▶ _EXERCISE DESCRIPTION_
Without altering anything, repeat each of the records.

▶ _EXERCISE INPUT_
PR #958, opened 2017-02-23
[TIMOB-24422] Skip installing dependencies

infosia:
[TIMOB-24422](https://jira.appcelerator.org/browse/TIMOB-24422)

Skip installing app dependencies manually. WinAppDeployCmd should be taking care of that for now. I also added `--installDependencies` flag just to keep backward compatibility.

```
> appc run -p windows --target wp-emulator --wp-sdk 10.0 -l trace
```

### DIFF
--- a/cli/hooks/wp-run.js
+++ b/cli/hooks/wp-run.js
@@ -268,28 +268,30 @@ exports.init = function (logger, config, cli) {
 						});
 				}
 
-				// Install dependencies
-				var possibleDependencies = fs.readdirSync(dependenciesDir);
-				possibleDependencies = possibleDependencies.filter(function(file) {
-					return appxExtensions.indexOf(path.extname(file)) !== -1;
-				});
-				possibleDependencies.forEach(function(file) {
-					installs.push(function (next) {
-						logger.info(__('Installing dependency: %s', file));
-						windowslib.install(builder.deviceId, path.resolve(dependenciesDir, file), installOnlyOpts)
-						.on('installed', function (handle) {
-							next();
-						})
-						.on('timeout', function (err) {
-							logRelay && logRelay.stop();
-							next(err.message);
-						})
-						.on('error', function (err) {
-							logRelay && logRelay.stop();
-							next(err.message);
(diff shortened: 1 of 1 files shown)


sgtcoolguy:
So, I finally nailed this down to invalid windows Firewall rules as the cause. I had set up inbound TCP, but not UDP - which actually resulted in this error happening intermittently. Yuck.

sgtcoolguy:
So, I've been looking at this issue occasionally (on build machines). I strongly suspect something is up with the new hyperloop stuff and the app dependencies/min version OS. From what I've found from Googling, some people have had similar issues that were magically fixed by bumping the min OS version in the AppPackage manifest xml file, which really related to the dependency libraries that got installed.
Additionally, if I install an app from VS 2015 onto the emulator first and keep it open and then build, it seems to work most of the time.
I think we're not installing some dependency library we should or something (I recall seeing a new .NET core dependency getting installed from a branch new universal app in VS2015 when I run it on the emulator)

infosia:
Thanks for update. That sounds this error may be related to something I got while integrating Visual Studio 2017 #959 too.

infosia:
I ended up finding a way to explicitly running Visual Studio IDE as a compiler (using [Devenv](https://msdn.microsoft.com/en-us/library/b20w810z.aspx)) behind the scenes and I hope this works for Jenkins dependency issue too. I will update this PR soon to see how it works on Jenkins.

infosia:
So it turns out that `devenv` does not quite work well for this situation because it does not generate application packages (appx). I found interesting behavior while working on #959, that is *some batch tools (`.bat`) does not work well when it is executed by [8.3 filenames](https://en.wikipedia.org/wiki/8.3_filename). We are usually using 8.3 filename when requiring `vcvarsall.bat` but it seems it does not work correctly with 8.3 filename. I'm also guessing that maybe we should not use `vcvarsall.bat` but should use `VsDevCmd.bat` instead because it's the file that Visual Studio Developer Console is using. I was able to make it work locally with Visual Studio 2017 with long filename (I mean not 8.3 filename).

infosia:
Closing, I am pushing #962 instead.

▶ _RESULT OF THIS TASK_
PR #958, opened 2017-02-23
[TIMOB-24422] Skip installing dependencies

infosia:
[TIMOB-24422](https://jira.appcelerator.org/browse/TIMOB-24422)

Skip installing app dependencies manually. WinAppDeployCmd should be taking care of that for now. I also added `--installDependencies` flag just to keep backward compatibility.

```
> appc run -p windows --target wp-emulator --wp-sdk 10.0 -l trace
```

### DIFF
--- a/cli/hooks/wp-run.js
+++ b/cli/hooks/wp-run.js
@@ -268,28 +268,30 @@ exports.init = function (logger, config, cli) {
 						});
 				}
 
-				// Install dependencies
-				var possibleDependencies = fs.readdirSync(dependenciesDir);
-				possibleDependencies = possibleDependencies.filter(function(file) {
-					return appxExtensions.indexOf(path.extname(file)) !== -1;
-				});
-				possibleDependencies.forEach(function(file) {
-					installs.push(function (next) {
-						logger.info(__('Installing dependency: %s', file));
-						windowslib.install(builder.deviceId, path.resolve(dependenciesDir, file), installOnlyOpts)
-						.on('installed', function (handle) {
-							next();
-						})
-						.on('timeout', function (err) {
-							logRelay && logRelay.stop();
-							next(err.message);
-						})
-						.on('error', function (err) {
-							logRelay && logRelay.stop();
-							next(err.message);
(diff shortened: 1 of 1 files shown)


sgtcoolguy:
So, I finally nailed this down to invalid windows Firewall rules as the cause. I had set up inbound TCP, but not UDP - which actually resulted in this error happening intermittently. Yuck.

sgtcoolguy:
So, I've been looking at this issue occasionally (on build machines). I strongly suspect something is up with the new hyperloop stuff and the app dependencies/min version OS. From what I've found from Googling, some people have had similar issues that were magically fixed by bumping the min OS version in the AppPackage manifest xml file, which really related to the dependency libraries that got installed.
Additionally, if I install an app from VS 2015 onto the emulator first and keep it open and then build, it seems to work most of the time.
I think we're not installing some dependency library we should or something (I recall seeing a new .NET core dependency getting installed from a branch new universal app in VS2015 when I run it on the emulator)

infosia:
Thanks for update. That sounds this error may be related to something I got while integrating Visual Studio 2017 #959 too.

infosia:
I ended up finding a way to explicitly running Visual Studio IDE as a compiler (using [Devenv](https://msdn.microsoft.com/en-us/library/b20w810z.aspx)) behind the scenes and I hope this works for Jenkins dependency issue too. I will update this PR soon to see how it works on Jenkins.

infosia:
So it turns out that `devenv` does not quite work well for this situation because it does not generate application packages (appx). I found interesting behavior while working on #959, that is *some batch tools (`.bat`) does not work well when it is executed by [8.3 filenames](https://en.wikipedia.org/wiki/8.3_filename). We are usually using 8.3 filename when requiring `vcvarsall.bat` but it seems it does not work correctly with 8.3 filename. I'm also guessing that maybe we should not use `vcvarsall.bat` but should use `VsDevCmd.bat` instead because it's the file that Visual Studio Developer Console is using. I was able to make it work locally with Visual Studio 2017 with long filename (I mean not 8.3 filename).

infosia:
Closing, I am pushing #962 instead.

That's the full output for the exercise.